**Your objective:** Find the lines in the entries that follow where the word "RandomChunker" occurs, and state how many there are, with no other words.

**The input:**
PR #1095, opened 2025-02-02
fix dataset and slot size calculations in integration tests

marcinczenko:
When working on price-per-byte feature, I added two functions to `tests/integration/marketplacesuite.nim`:

```nim
proc slotSize(blocks: int): UInt256 =
  (DefaultBlockSize * blocks.NBytes).Natural.u256

proc datasetSize(blocks, nodes, tolerance: int): UInt256 =
  (nodes + tolerance).u256 * slotSize(blocks)
```

They are not correct, and should be defined as follows:

```nim
proc slotSize(blocks, nodes, tolerance: int): UInt256 =
  let ecK = nodes - tolerance
  let blocksRounded = roundUp(blocks, ecK)
  let blocksPerSlot = divUp(blocksRounded, ecK)
  (DefaultBlockSize * blocksPerSlot.NBytes).Natural.u256

proc datasetSize(blocks, nodes, tolerance: int): UInt256 =
  return nodes.u256 * slotSize(blocks, nodes, tolerance)
```

The functions are used in the following integration tests:

- `ntegration/testmarketplace`
- `integration/testproofs`
- `integration/testvalidator`

While working on this, I discovered that `proc example*(_: type RandomChunker, blocks: int): Future[string] {.async.}`, returning `string`, was doing `byteutils.toHex(data)` to convert the `seq[bytes]` into a `string`, which means it was returning double of the requested size (so e.g. `16` blocks where `8` were requested). This was causing subtle errors in some integration tests, once the computation of the dataset size and the slot size has been corrected as indicated above.

To fix this, the `example` proc listed above has been changed so that it now returns `seq[byte]` with the correct size:

```nim
proc example*(_: type RandomChunker, blocks: int): Future[seq[byte]] {.async.} =
  let rng = Rng.instance()
  let chunker = RandomChunker.new(
    rng, size = DefaultBlockSize * blocks.NBytes, chunkSize = DefaultBlockSize
  )
  var data: seq[byte]
  while (let moar = await chunker.getBytes(); moar != []):
    data.add moar
  return data
```

This change, however, was causing a problem with `CodexClient.upload`, which expects passed `contents` to have type `string`. Because there are still a number of tests where we do actually use strings, in order to support both content types, I added the following overload for the `CodexClient.upload` proc:

```nim
proc upload*(client: CodexClient, bytes: seq[byte]): ?!Cid =
  proc toString(bytes: seq[byte]): string =
    result = newString(bytes.len)
    copyMem(result[0].addr, bytes[0].unsafeAddr, bytes.len)

  client.upload(bytes.toString)
```

The relevant tests has been reviewed and fixed.

### DIFF
--- a/tests/integration/codexclient.nim
+++ b/tests/integration/codexclient.nim
@@ -45,11 +45,7 @@ proc upload*(client: CodexClient, contents: string): ?!Cid =
   Cid.init(response.body).mapFailure
 
 proc upload*(client: CodexClient, bytes: seq[byte]): ?!Cid =
-  proc toString(bytes: seq[byte]): string =
-    result = newString(bytes.len)
-    copyMem(result[0].addr, bytes[0].unsafeAddr, bytes.len)
-
-  client.upload(bytes.toString)
+  client.upload(string.fromBytes(bytes))
 
 proc download*(client: CodexClient, cid: Cid, local = false): ?!string =
   let response = client.http.get(
--- a/tests/integration/codexclient.nim
+++ b/tests/integration/codexclient.nim
@@ -44,6 +44,13 @@ proc upload*(client: CodexClient, contents: string): ?!Cid =
   assert response.status == "200 OK"
   Cid.init(response.body).mapFailure
 
+proc upload*(client: CodexClient, bytes: seq[byte]): ?!Cid =
+  proc toString(bytes: seq[byte]): string =
+    result = newString(bytes.len)
+    copyMem(result[0].addr, bytes[0].unsafeAddr, bytes.len)
+
+  client.upload(bytes.toString)
+
 proc download*(client: CodexClient, cid: Cid, local = false): ?!string =
   let response = client.http.get(
     client.baseurl & "/data/" & $cid & (if local: "" else: "/network/stream")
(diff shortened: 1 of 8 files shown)


tests/integration/codexclient.nim
```diff
@@ -44,6 +44,13 @@ proc upload*(client: CodexClient, contents: string): ?!Cid =
   assert response.status == "200 OK"
   Cid.init(response.body).mapFailure
 
+proc upload*(client: CodexClient, bytes: seq[byte]): ?!Cid =
+  proc toString(bytes: seq[byte]): string =
+    result = newString(bytes.len)
+    copyMem(result[0].addr, bytes[0].unsafeAddr, bytes.len)
```
marcinczenko, line 50: I was also thinking of just using `cast[string](bytes)` to avoid copying, but after seeing https://forum.nim-lang.org/t/6477 and https://forum.nim-lang.org/t/1356 it looks it is not a good idea... Going other way around feels safer.

See https://play.nim-lang.org/#pasty=KVKaEQFx

emizzle (approved):

markspanbroek (approved):
Nice, thanks @marcinczenko!

PR #1098, opened 2025-02-04
docker: add BOOTSTRAP_NODE_URL to the Docker entrypoint

veaceslavdoina:
This is a quick and one more workaround for Docker images.

Now, we can pass `BOOTSTRAP_NODE_URL` and optionally `BOOTSTRAP_NODE_URL_WAIT` variables.

1. Entrypoint will loop for `BOOTSTRAP_NODE_URL_WAIT` or default for `300` seconds
2. Will try to get SPR from `BOOTSTRAP_NODE_URL/api/codex/v1/spr`
3. Will stop execution if SPR not received in time.

`BOOTSTRAP_NODE_URL` should be passed in form of base URL - `http://localhost:8080`.

### DIFF
--- a/docker/docker-entrypoint.sh
+++ b/docker/docker-entrypoint.sh
@@ -9,6 +9,34 @@ if [[ -n "${ENV_PATH}" ]]; then
   set +a
 fi
 
+# Bootstrap node from URL
+if [[ -n "${BOOTSTRAP_NODE_URL}" ]]; then
+  BOOTSTRAP_NODE_URL="${BOOTSTRAP_NODE_URL}/api/codex/v1/spr"
+  WAIT=${BOOTSTRAP_NODE_URL_WAIT:-300}
+  SECONDS=0
+  SLEEP=1
+  # Run and retry if fail
+  while (( SECONDS < WAIT )); do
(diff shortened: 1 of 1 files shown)


docker/docker-entrypoint.sh
```diff
@@ -9,6 +9,34 @@ if [[ -n "${ENV_PATH}" ]]; then
   set +a
 fi
 
+# Bootstrap node from URL
+if [[ -n "${BOOTSTRAP_URL}" ]]; then
+  BOOTSTRAP_URL="${BOOTSTRAP_URL}/api/codex/v1/spr"
+  WAIT=${BOOTSTRAP_URL_WAIT:-300}
+  SECONDS=0
+  SLEEP=5
```
gmega, line 17:
```suggestion
  SLEEP=1
```
Maybe a shorter sleep?

gmega (approved):
LGTM

docker/docker-entrypoint.sh
veaceslavdoina: Updated

dryajov (approved):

**The completed task:** 3